Collected data
PR #215, opened 2020-08-12
TVB-2511: Display Equations in Phase Plane and ?(green doc bubble) for the Model

VinczeRobert:
I have done most of this task, but there are two problems:
1. I don't know how to align the text and the equations with the select field, now they are left-alligned (in the old TVB they were aligned with the select field).
2. I had to change the names of the models get_ui_name_to_model for my solution to work because normally HTML id's should not contain spaces and it was only working for the ones which didn't have a space in their name, so I decided to put underscores instead of spaces. The problem is that the same values are used both for the value of the option fields and for the texts, so the users would see them with underscores too and I guess we don't want that, so there should be a way to not have the same values for display and for the id's.
Bonus question: Is the place where I put matjax.py okay? I didn't know where to put them and one of those methods formally was in tvb.basic.traits.utils, but that path doesn't t exist anymore.


scientific_library/tvb/basic/neotraits/matjax.py
```diff
@@ -0,0 +1,113 @@
+# -*- coding: utf-8 -*-
```
liadomide, line 1: Does this new file really fit under `neotraits` ? 
From a logical perspective it does not seem fitting here to me. Is it ?
Not sure where to put it, but maybe closer to where it is used (in the web interface e.g. `framework_tvb/tvb/interfaces/web/controllers/burst/`) ?

liadomide:
> 2. I had to change the names of the models get_ui_name_to_model for my solution to work because normally HTML id's should not contain spaces and it was only working for the ones which didn't have a space in their name, so I decided to put underscores instead of spaces. The problem is that the same values are used both for the value of the option fields and for the texts, so the users would see them with underscores too and I guess we don't want that, so there should be a way to not have the same values for display and for the id's.

Indeed, we should fix this (ID to be without spaces, but display name to have the previous form).
Again I am not sure what is the best solution in the code, but at some point maybe we can just replace `space` with `_` or viceversa ?

scientific_library/tvb/basic/neotraits/matjax.py
VinczeRobert: Okay, I moved it there.

VinczeRobert:
Maybe the new JS code in burst_dynamic could be nicer (I will think about it), but at least now it works. The only problem that remains is that I can't center the doc text like it was before (actually it is not centered, it is aligned under the select field).

framework_tvb/tvb/adapters/simulator/model_forms.py
```diff
@@ -69,7 +69,7 @@ def get_ui_name_to_model():
         'Epileptor': ModelsEnum.EPILEPTOR.get_class(),
         'Epileptor2D': ModelsEnum.EPILEPTOR_2D.get_class(),
         'Epileptor codim 3': ModelsEnum.EPILEPTOR_CODIM_3.get_class(),
-        'Epileptor codim 3 ultra-slow modulations': ModelsEnum.EPILEPTOR_CODIM_3_SLOW.get_class(),
+        'Epileptor codim 3 ultra-slow_modulations': ModelsEnum.EPILEPTOR_CODIM_3_SLOW.get_class(),
```
liadomide, line 72: Is this a left-over `_` or intentional change ?

framework_tvb/tvb/interfaces/web/controllers/burst/matjax.py
```diff
@@ -0,0 +1,113 @@
...
+#   CITATION:
+# When using The Virtual Brain for scientific publications, please cite it as follows:
+#
+#   Paula Sanz Leon, Stuart A. Knock, M. Marmaduke Woodman, Lia Domide,
+#   Jochen Mersmann, Anthony R. McIntosh, Viktor Jirsa (2013)
+#       The Virtual Brain: a simulator of primate brain network dynamics.
+#   Frontiers in Neuroinformatics (7:10. doi: 10.3389/fninf.2013.00010)
+#
+#
+
```
liadomide, line 30: @VinczeRobert I encourage you to mention yourself as the module author, and to include a short sentence describing the current module at the top.

framework_tvb/tvb/interfaces/web/controllers/burst/matjax.py
```diff
@@ -0,0 +1,113 @@
...
+    except (AttributeError, IndexError):
+        doc = None
+
+    if doc is not None:
+        return format_doc('Documentation is missing. Copy-ed from parent\n' + doc)
+
+    return 'Documentation is missing. '
+
+
+def multiline_math_directives_to_matjax(doc):
```
liadomide, line 74: This function could be renamed `_ multiline_math_directives_to_matjax ` for making it explicit it is not part of the public API of the current module?
Or is it used somewhere?

framework_tvb/tvb/interfaces/web/static/js/bursts_dynamic.js
```diff
@@ -534,4 +534,23 @@ function setEventsOnFormFields(param, div_id) {
...
+    $("#data_model_" + model_id.replace(/ /g,"_")).css("display", "block");
+}
+
+function fillDoc(){
+    var model = $('#model');
+    model.on("change", function(event){
+        $("#model > option").each(function(){
+            model_id = $(this).val();
+            $("#data_model_" + model_id.replace(/ /g,"_")).css("display", "none");
+        })
```
liadomide, line 550: Could this `each` and string processing be replaced by jquery selector: `div[id^="data_model_"]` ?
It should return all `div` elements with `id` property starting with `data_model_`. Is this what you want?

liadomide (approved):
Looks good to me. Few cosmetics/questions I noted only

framework_tvb/tvb/adapters/simulator/model_forms.py
VinczeRobert: Oops, left-over, thanks for noticing it.

framework_tvb/tvb/interfaces/web/controllers/burst/matjax.py
VinczeRobert: No, it is not.

framework_tvb/tvb/interfaces/web/controllers/burst/matjax.py
VinczeRobert: I hesitated mentioning myself because I didn't write this code, I just found part of it in the old tvb (I think that code was written by Mihai Andrei some years ago) and I found the multiline_math_directives_to_matjax method here https://programtalk.com/vs2/?source=python/12878/tvb-library/tvb/basic/traits/util.py (I don't know who wrote this). All I did was put them together and extracting the code from _LeftFragmentAdapter's get_input_tree (old TVB)  in configure_matjax_doc. Maybe I could mention Andrei and myself?

framework_tvb/tvb/interfaces/web/static/js/bursts_dynamic.js
VinczeRobert: Yes, I didn't know about this, but that each can be replaced with a single line: $('div[id^="data_model_"]').css("display", "none");.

#### Problem description
The answer must be every line of the data that contains the word "part".

#### Solution to this task
liadomide, line 74: This function could be renamed `_ multiline_math_directives_to_matjax ` for making it explicit it is not part of the public API of the current module?
VinczeRobert: I hesitated mentioning myself because I didn't write this code, I just found part of it in the old tvb (I think that code was written by Mihai Andrei some years ago) and I found the multiline_math_directives_to_matjax method here https://programtalk.com/vs2/?source=python/12878/tvb-library/tvb/basic/traits/util.py (I don't know who wrote this). All I did was put them together and extracting the code from _LeftFragmentAdapter's get_input_tree (old TVB)  in configure_matjax_doc. Maybe I could mention Andrei and myself?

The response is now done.